PR #76, opened 2019-09-08
Hashtags Inserted by Autolink Searchable

### LINKED ISSUE #20: Hashtags inserted by autolink do not work
I wanted to use autolink to also tag the links by doing something like `[src](url "#tag")`, which is then picked up by the tag search.

Unfortunately autolink plugin v0.2 does not work correctly with hashtags.

To reproduce use the following substitution:
```json
"Pattern": "foo",
"Template": "#bar"
```
Then search for `#bar` and verify that the search does not find any results.

Editing the message after the substitution has occurred does produce the desired result.

mjthomp95:
Enables Autolink inserted hashtags to be searched for.

Fixes #20

### DIFF
--- a/go.mod
+++ b/go.mod
@@ -24,4 +24,8 @@ require (
 )
 
 // Workaround for https://github.com/golang/go/issues/30831 and fallout.
-replace github.com/golang/lint => github.com/golang/lint v0.0.0-20190227174305-8f45f776aaf1
+replace (
+	git.apache.org/thrift.git => github.com/apache/thrift v0.0.0-20180902110319-2566ecd5d999
+	// Workaround for https://github.com/golang/go/issues/30831 and fallout.
+	github.com/golang/lint => github.com/golang/lint v0.0.0-20190227174305-8f45f776aaf1
+)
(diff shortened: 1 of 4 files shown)


mjthomp95:
The circleci failed because of not being able to connect to git.apache.org/thrift, which is moved to github.com/apache/thrift. This [issue](https://github.com/kubernetes/minikube/issues/5245) provides a solution should I include this in my PR or should this be opened into a different issue?

hanzei:
Please include
```
replace (
	git.apache.org/thrift.git => github.com/apache/thrift v0.0.0-20180902110319-2566ecd5d999
	// Workaround for https://github.com/golang/go/issues/30831 and fallout.
	github.com/golang/lint => github.com/golang/lint v0.0.0-20190227174305-8f45f776aaf1
)
```

into your PR

lindalumitchell:
@lieut-data or @levb can/should there be a JIRA ticket for this change?

(Thanks for already asking about unit tests, and thanks @mjthomp95 for adding them. :) )

lieut-data:
@lindalumitchell, I'll defer to @levb on that for how we track work done in plugins. I hope one day we can find a way to avoid duplicating every GitHub issue in JIRA.

levb:
@dylan I am going to cut an Autolink release soon, let's test it there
= = =
# Task requirements
Lines holding the word "thrift" are the answer; copy every one from the records above.

# Result of this exercise
+	git.apache.org/thrift.git => github.com/apache/thrift v0.0.0-20180902110319-2566ecd5d999
The circleci failed because of not being able to connect to git.apache.org/thrift, which is moved to github.com/apache/thrift. This [issue](https://github.com/kubernetes/minikube/issues/5245) provides a solution should I include this in my PR or should this be opened into a different issue?
	git.apache.org/thrift.git => github.com/apache/thrift v0.0.0-20180902110319-2566ecd5d999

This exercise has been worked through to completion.